Title: Null Object Design Pattern
Submitter: Dinu Gherman (other recipes)
Last Updated: 2001/09/07
Version no: 1.0
Category: OOP

Description:

Null objects are intended to provide first-class citizens as
a replacement for the primitive value None. Using them you
can avoid conditional statements in your code and express
algorithms with less checking for special values.

Source: Text Source

#!/user/bin/env python 

"""null.py

This is a sample implementation of the 'Null Object' design pattern.

Roughly, the goal with Null objects is to provide an 'intelligent'
replacement for the often used primitive data type None in Python or
Null (or Null pointers) in other languages. These are used for many
purposes including the important case where one member of some group 
of otherwise similar elements is special for whatever reason. Most 
often this results in conditional statements to distinguish between
ordinary elements and the primitive Null value.

Among the advantages of using Null objects are the following:

  - Superfluous conditional statements can be avoided 
    by providing a first class object alternative for 
    the primitive value None.

  - Code readability is improved.

  - Null objects can act as a placeholder for objects 
    with behaviour that is not yet implemented.
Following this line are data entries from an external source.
PR #5241, opened 2020-10-07
Issue 5240: (SegmentStore) Fixed a possible infinite loop in SegmentAggregator

### LINKED ISSUE #5240: Possible infinite loop in SegmentAggregator.deletedUnmergedSourceSegments
**Problem description**
`SegmentAggregator.deletedUnmergedSourceSegments` can enter an infinite loop if there is at least one non `MergeSegmentOperation` in the Segment Aggregator's list.

**Problem location**
SegmentAggregator.java.

Fix the infinite loop.

andreipaduroiu:
**Change log description**  
Fixed a bug in `SegmentAggregator.deleteUnmergedSourceSegments` where it may enter an infinite loop if the outstanding operation list contains at least one non-`MergeSegmentOperation` in it.

**Purpose of the change**  
Fixes #5240.

**What the code does**  
Reworked the `deleteUnmergedSourceSegments` to :
- Simply iterate through the entire list and pick the operations it cares about. 
- Do not try to alter this list. It will be cleared immediately after this method exits.

Context:
- `deleteUnmergedSourceSegments` is invoked when a Segment is deleted in order to delete any (transaction) segments that have recently been merged into it but whose merger has not yet been applied to LTS. 
- Not deleting this would leave a lot of garbage around in LTS in situations where transactions were merged and then the target segment is immediately deleted.

**How to verify it**  
Unit tests updated with this case. All tests must pass.

### DIFF
--- a/segmentstore/server/src/main/java/io/pravega/segmentstore/server/writer/SegmentAggregator.java
+++ b/segmentstore/server/src/main/java/io/pravega/segmentstore/server/writer/SegmentAggregator.java
@@ -43,7 +43,7 @@ import io.pravega.segmentstore.storage.Storage;
 import java.io.InputStream;
 import java.time.Duration;
 import java.util.ArrayDeque;
-import java.util.ArrayList;
+import java.util.List;
 import java.util.concurrent.CompletableFuture;
 import java.util.concurrent.CompletionException;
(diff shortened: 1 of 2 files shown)


sachin-j-joshi (approved):
Looks good to me.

  - Null objects can be replaced for any other class.

  - Null objects are very predictable at what they do.

To cope with the disadvantage of creating large numbers of passive 
objects that do nothing but occupy memory space Null objects are 
often combined with the Singleton pattern.

For more information use any internet search engine and look for 
combinations of these words: Null, object, design and pattern.

Dinu C. Gherman,
August 2001
"""

class Null:
    """A class for implementing Null objects.

    This class ignores all parameters passed when constructing or 
    calling instances and traps all attribute and method requests. 
    Instances of it always (and reliably) do 'nothing'.

    The code might benefit from implementing some further special 
    Python methods depending on the context in which its instances 
    are used. Especially when comparing and coercing Null objects
    the respective methods' implementation will depend very much
    on the environment and, hence, these special methods are not
    provided here.
    """

    # object constructing
    
    def __init__(self, *args, **kwargs):
        "Ignore parameters."
        return None

    # object calling

    def __call__(self, *args, **kwargs):
        "Ignore method calls."
        return self

    # attribute handling

    def __getattr__(self, mname):
        "Ignore attribute requests."
        return self

    def __setattr__(self, name, value):
        "Ignore attribute setting."
        return self

    def __delattr__(self, name):
        "Ignore deleting attributes."
        return self

    # misc.

    def __repr__(self):
        "Return a string representation."
        return "<Null>"

    def __str__(self):
        "Convert to a string and return it."
        return "Null"


def test():
    "Perform some decent tests, or rather: demos."

    # constructing and calling

    n = Null()
    n = Null('value')
    n = Null('value', param='value')

    n()
    n('value')
    n('value', param='value')

    # attribute handling

    n.attr1
    n.attr1.attr2
    n.method1()
    n.method1().method2()
    n.method('value')
    n.method(param='value')
    n.method('value', param='value')
    n.attr1.method1()
    n.method1().attr1

    n.attr1 = 'value'
    n.attr1.attr2 = 'value'

    del n.attr1
    del n.attr1.attr2.attr3

    # representation and conversion to a string
    
    assert repr(n) == '<Null>'
    assert str(n) == 'Null'


if __name__ == '__main__':
    test()

Discussion:

See module doc string.